# Cubase SX3 - Automation / Routing



## Fimbulvet (7. September 2010)

Hallo,

ich hätte da mal kurz ein paar Fragen wegen Cubase SX3.

*Erstens :*
*Was ist eigentlich Automation* ? Ich arbeite nun eine Weile mit Cubase und langsam scheine ich bei meinen Fragen nicht mehr um dieses Thema herum zu kommen. Kann das jemand so erklären das man es versteht? 
*Vorkenntnisse :* Ich weis das man die Read / Write Button dafür verwenden muss. Man kann mit Automation Paramater festlegen die bei einem Teil einer Audiospur verändert werden.

*Zweitens:*
Ich habe einige Probleme mit meiner Rechenleistung. Der Computer ist eigentlich nicht schlecht aber stößt an seine Grenzen. 
Stichwort *Routing*
Ich hab auf 7 Gitarrenspuren Guitarrig als insert laufen mit immer High Quality aktiviert. Nun noch hier und da Inserteffekte auf Gesang und andere Komponenten . Nun kommt die Drum-Bearbeitung. 2-3 Inserts pro Drum-element Spur un der Rechner is Tod 
( Drums sind per Midispur integriert. Battery routet jedes Element meines Sets auf extra Spuren. Auf diesesn liegen die Effekte. )
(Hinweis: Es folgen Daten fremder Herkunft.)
PR #765, opened 2020-01-29
Maximum size of segment to be considered for merge

### LINKED ISSUE #706: Add a maximum segment size for merge policies, Deletes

Nun die Frage. Kann ich nicht einen FX-Kanal oder so mit Guitarrig machen un diesen auf die Gitarrenspuren routen ? Über send ? oder muss Guitarrig als insert eingespeist werden?
Und kann ich zum Beispiel den Raumhall der fast auf jeden Drum-Element liegt nicht auch als FX-Kanal machen und dann alle Drumelemente per send damit verknüpfen ? 8 mal Raumhall als vst-insert aufzumachen crasht doch bestimmt alle Computer in Verbindung mit 7 mal guitarrig in high quality und noch paar andeen vst`s 

Oder alles evtl über Subgruppen ?

Falls ich jetz was vergessen habe, stell ich auch noch weitere Fragen 

Soviel dazu...

Falko / Fimbulvet


----------



## chmee (7. September 2010)

*Automation* : Du kannst per Write Deine Faderbewegung speichern und per Read per Geisterhand wieder bewegen lassen. Das geht soweit, dass Du "eigentlich" jede Controllerbewegung speichern kannst. Ob im Effekt/Insert oder wo auch immer.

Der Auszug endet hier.